If $C_n$ is the $n$th Catalan number, then show that they satisfy the following recurrence:
$$C_0 = 1,\quad C_{n+1} = C_0C_n + C_1C_{n−1}+ \cdots + C_kC_{n−k} + \cdots + C_nC_0\text{ ?}$$
I tried using a bijective proof with $n+1$ appearing in the denominator of the formula $C_n$.
Also, I need to show that $C_n$ determines the number of paths in the plane from
$(0, 0)$ to $(n, n) \in\mathbb N\times\mathbb N$, that don’t cross the main diagonal ($y = x$) if each step in the path is of the form $(1, 0)$, or $(0, 1)$.

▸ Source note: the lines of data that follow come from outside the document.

Issue #2981, opened 2024-10-09
When I query optional Union type I get error


karatakis:
### Prerequisites

- [X] I have checked the existing issues to ensure this is not a duplicate.
- [X] I am running the latest version of Tailcall.

### Describe the bug

Given the schema and the query mentioned bellow I get the following error

```json
{
  "data": null,
  "errors": [
    {
      "message": "IOException: Value expected to be object",
      "locations": [
        {
          "line": 2,
          "column": 3
        }
      ]
    }
  ]
}
```

### Steps to reproduce

**Query**
```gql
{
  nodes {
    ... on Page {
      id
      slug
    }
    ... on User {
      id
      username
    }
  }
}
```
**Schema/Config**
```gql
schema @server(port: 8003) @upstream(baseURL: "http://localhost:8083") {
  query: Query
}

type Query {
  nodes: Node @expr(body: null)
}

union Node = User | Page

type User {
  id: ID!
  username: String!
}

type Page {
  id: ID!
  slug: String!
}
```

### Expected behavior

Return null

### Actual behavior

I got an error

karatakis:
not present in new discriminator

PR #2982, opened 2024-10-09
fix(discriminator): union nullable

karatakis:
**Summary:**  
See the bug report https://github.com/tailcallhq/tailcall/issues/2981

**Issue Reference(s):**  
Fixes https://github.com/tailcallhq/tailcall/issues/2981

**Build & Testing:**

**Checklist:**

### DIFF
--- a/src/core/ir/discriminator.rs
+++ b/src/core/ir/discriminator.rs
@@ -1234,17 +1234,15 @@ mod tests {
         assert_eq!(
             discriminator
                 .resolve_type(&Value::from_json(json!("string")).unwrap())
-                .unwrap_err()
-                .to_string(),
-            "Value expected to be object"
+                .unwrap(),
+            "Test"
         );
 
         assert_eq!(
             discriminator
                 .resolve_type(&Value::from_json(json!(25)).unwrap())
-                .unwrap_err()
-                .to_string(),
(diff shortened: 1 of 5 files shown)


tests/execution/test-union-optional.md
meskill, line 1: let's update the test with list case as well

```graphql
type Query {
  node: Node @expr(body: null)
  nodes: [Node] @expr(body: [{id: 1, username: "user"}, null, {id: 2, slug: "page"}])
}
```

src/core/ir/discriminator.rs
```diff
@@ -238,7 +244,7 @@ impl Discriminator {
 
     pub fn resolve_type(&self, value: &Value) -> Result<&str> {
         let Value::Object(obj) = value else {
-            bail!("Value expected to be object");
+            return Ok(&self.name);
```
meskill, line 247: I think it could hide some errors when we are trying to resolve object type but getting something else. Null is a special case though, what about return `Option<&str>` here and for null use `None`?

meskill (changes requested):

karatakis:
Closing because it is covered from the refactor here https://github.com/tailcallhq/tailcall/pull/3000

Any suggestions would help!
Edit: $C_n$ denotes the valid list of open and closed parentheses of length $2n$
(valid meaning the number of open parentheses is greater than or equal to closed parentheses)
Best Answer
By tilting things $45^{\circ}$, consider paths from $0$ to $2n$ of slope $+1$ and $-1$ and length $\sqrt 2$ to define $C_n$. Take any path of length $n+1$ (so $n+1$ ups and $n+1$ downs), and consider the first time it touches the line $x=y$. It is a number $2(k+1)$ with $0\leqslant k\leqslant n$. We can split the path into the part where it first touches the $x$-axis, which is a Catalan path of length $k+1$. But since this is the first time it touches the $x$-axis, we can look at the line $y=1$, i.e. one step above, and still get a bona-fide Catalan path, of length $k$. The remainder is a Catalan path of length $n+1-(k+1)=n-k$. This gives a bijection between glued up Catalan paths of length $k$ and ${n-k}$ and the Catalan paths of length $n+1$ that first touch the $x$-axis at place $k+1$. Doing this for each $k$ gives the result, i.e. that $$C_{n+1}=\sum_{k=0}^n C_kC_{n-k}$$